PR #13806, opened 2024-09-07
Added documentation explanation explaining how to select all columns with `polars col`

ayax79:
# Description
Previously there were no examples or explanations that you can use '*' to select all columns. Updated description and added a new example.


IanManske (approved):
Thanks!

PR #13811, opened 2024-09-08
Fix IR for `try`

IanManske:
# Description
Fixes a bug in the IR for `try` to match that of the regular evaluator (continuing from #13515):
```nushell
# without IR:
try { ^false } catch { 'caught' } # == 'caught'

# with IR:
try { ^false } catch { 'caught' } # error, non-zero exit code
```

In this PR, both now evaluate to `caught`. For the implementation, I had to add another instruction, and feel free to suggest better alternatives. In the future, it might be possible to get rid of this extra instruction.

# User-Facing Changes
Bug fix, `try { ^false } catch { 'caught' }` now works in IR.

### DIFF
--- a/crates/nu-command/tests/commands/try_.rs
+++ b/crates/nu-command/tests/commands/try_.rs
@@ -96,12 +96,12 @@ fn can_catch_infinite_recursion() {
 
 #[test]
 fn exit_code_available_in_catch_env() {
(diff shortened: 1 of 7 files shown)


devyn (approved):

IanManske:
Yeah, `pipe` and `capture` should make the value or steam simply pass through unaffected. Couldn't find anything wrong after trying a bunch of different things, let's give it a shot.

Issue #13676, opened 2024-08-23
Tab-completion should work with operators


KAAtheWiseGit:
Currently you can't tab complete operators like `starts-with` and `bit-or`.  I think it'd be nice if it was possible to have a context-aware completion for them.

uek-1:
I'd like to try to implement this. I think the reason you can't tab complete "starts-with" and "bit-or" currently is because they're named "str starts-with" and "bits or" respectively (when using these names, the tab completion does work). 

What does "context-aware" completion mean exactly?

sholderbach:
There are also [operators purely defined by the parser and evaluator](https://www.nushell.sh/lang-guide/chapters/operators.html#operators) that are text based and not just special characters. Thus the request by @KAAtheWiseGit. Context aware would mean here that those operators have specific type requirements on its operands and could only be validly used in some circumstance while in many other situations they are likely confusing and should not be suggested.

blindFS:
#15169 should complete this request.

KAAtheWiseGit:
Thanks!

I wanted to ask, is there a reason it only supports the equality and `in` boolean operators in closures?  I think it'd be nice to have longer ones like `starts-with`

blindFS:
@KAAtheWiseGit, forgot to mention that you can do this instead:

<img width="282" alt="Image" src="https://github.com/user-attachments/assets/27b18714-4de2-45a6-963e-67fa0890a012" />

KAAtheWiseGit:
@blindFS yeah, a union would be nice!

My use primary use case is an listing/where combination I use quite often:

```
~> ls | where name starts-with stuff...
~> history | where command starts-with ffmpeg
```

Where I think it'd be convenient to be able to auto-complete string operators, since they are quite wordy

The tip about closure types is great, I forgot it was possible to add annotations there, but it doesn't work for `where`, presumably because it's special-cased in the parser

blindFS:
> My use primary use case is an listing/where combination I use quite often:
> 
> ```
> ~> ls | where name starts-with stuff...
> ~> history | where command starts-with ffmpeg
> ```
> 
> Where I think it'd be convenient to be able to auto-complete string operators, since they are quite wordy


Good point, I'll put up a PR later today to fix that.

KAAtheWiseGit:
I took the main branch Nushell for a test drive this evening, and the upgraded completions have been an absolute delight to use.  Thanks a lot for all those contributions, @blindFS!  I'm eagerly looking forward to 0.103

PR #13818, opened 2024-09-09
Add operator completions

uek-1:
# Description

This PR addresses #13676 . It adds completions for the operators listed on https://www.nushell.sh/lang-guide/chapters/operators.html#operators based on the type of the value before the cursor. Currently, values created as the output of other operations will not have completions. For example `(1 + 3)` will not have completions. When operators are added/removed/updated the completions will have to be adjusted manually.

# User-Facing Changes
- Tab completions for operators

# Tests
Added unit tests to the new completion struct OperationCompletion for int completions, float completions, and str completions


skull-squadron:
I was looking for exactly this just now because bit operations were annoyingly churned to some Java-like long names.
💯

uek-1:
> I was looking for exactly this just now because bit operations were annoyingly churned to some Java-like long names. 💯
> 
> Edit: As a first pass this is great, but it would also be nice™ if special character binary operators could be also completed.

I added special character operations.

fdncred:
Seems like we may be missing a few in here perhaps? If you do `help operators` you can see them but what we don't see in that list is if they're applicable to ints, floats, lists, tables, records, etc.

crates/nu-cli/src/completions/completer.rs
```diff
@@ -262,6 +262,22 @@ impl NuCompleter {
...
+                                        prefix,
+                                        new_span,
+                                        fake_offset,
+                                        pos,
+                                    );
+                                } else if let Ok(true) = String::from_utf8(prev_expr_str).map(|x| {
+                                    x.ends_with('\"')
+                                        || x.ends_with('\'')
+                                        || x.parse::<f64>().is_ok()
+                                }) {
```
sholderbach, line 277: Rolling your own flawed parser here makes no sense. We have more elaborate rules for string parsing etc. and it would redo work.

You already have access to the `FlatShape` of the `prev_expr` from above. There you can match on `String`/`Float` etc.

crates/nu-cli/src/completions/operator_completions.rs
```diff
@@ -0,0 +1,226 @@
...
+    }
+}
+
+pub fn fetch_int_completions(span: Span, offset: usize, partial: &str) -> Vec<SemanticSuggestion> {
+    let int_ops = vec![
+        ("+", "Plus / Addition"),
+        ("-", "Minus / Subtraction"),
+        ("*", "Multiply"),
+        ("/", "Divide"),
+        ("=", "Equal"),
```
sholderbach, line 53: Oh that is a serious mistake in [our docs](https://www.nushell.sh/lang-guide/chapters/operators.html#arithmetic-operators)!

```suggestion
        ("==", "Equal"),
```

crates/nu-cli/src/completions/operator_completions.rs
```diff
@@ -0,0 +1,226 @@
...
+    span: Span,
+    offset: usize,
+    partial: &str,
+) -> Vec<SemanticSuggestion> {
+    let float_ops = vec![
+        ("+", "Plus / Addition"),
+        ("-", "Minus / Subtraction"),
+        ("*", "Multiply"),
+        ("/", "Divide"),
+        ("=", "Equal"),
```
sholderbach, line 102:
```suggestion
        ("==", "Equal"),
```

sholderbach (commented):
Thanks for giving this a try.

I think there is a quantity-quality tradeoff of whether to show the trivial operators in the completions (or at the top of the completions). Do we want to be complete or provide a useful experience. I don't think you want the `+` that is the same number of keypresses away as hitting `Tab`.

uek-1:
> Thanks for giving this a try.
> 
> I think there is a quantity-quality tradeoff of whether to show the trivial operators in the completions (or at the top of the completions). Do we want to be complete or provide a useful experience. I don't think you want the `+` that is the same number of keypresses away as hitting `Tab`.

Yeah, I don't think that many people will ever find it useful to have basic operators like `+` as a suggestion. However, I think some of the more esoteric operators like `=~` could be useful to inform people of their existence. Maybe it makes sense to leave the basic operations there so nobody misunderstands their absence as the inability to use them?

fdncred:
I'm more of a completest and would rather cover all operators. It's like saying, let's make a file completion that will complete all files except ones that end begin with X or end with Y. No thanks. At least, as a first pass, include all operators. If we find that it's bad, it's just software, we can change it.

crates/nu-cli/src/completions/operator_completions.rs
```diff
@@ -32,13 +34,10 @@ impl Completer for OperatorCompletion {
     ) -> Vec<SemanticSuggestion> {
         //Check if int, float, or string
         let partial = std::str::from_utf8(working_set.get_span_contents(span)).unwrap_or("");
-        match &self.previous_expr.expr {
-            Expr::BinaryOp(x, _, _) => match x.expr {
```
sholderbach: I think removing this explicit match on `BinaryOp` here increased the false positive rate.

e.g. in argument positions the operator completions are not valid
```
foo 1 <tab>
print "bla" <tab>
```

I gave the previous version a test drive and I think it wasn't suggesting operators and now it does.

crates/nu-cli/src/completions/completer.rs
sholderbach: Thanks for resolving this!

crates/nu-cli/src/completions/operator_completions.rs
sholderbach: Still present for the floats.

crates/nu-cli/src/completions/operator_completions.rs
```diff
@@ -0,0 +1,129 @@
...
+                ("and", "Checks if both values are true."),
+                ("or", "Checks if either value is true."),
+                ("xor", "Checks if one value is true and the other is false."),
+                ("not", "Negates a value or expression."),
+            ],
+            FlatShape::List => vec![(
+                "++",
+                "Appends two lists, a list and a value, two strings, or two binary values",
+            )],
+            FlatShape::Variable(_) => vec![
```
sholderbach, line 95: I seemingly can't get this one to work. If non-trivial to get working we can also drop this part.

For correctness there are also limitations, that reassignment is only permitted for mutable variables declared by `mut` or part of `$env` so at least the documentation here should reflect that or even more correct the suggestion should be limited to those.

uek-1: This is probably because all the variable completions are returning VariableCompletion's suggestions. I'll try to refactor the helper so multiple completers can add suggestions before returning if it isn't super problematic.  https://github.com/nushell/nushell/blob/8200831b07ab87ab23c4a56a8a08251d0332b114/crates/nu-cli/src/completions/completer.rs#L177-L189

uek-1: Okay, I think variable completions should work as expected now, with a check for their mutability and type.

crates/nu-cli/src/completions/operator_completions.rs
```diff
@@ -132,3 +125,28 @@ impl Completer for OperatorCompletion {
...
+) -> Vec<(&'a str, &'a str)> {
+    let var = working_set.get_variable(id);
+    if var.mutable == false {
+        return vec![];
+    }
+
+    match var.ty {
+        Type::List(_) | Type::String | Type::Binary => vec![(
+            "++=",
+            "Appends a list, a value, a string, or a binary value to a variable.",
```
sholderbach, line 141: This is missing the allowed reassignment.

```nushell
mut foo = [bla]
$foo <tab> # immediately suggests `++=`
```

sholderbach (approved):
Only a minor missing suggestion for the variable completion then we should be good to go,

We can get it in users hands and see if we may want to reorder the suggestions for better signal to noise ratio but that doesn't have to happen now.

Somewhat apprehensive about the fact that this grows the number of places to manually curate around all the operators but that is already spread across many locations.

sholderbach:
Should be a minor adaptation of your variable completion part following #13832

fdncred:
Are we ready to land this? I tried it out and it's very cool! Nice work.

• **What to work on**
Transcribe the opening lines of the listing exactly, please. Stop after the line that contains "PR #13811, opened 2024-09-08".

• **Answer to this problem**
PR #13806, opened 2024-09-07
Added documentation explanation explaining how to select all columns with `polars col`

ayax79:
# Description
Previously there were no examples or explanations that you can use '*' to select all columns. Updated description and added a new example.


IanManske (approved):
Thanks!

PR #13811, opened 2024-09-08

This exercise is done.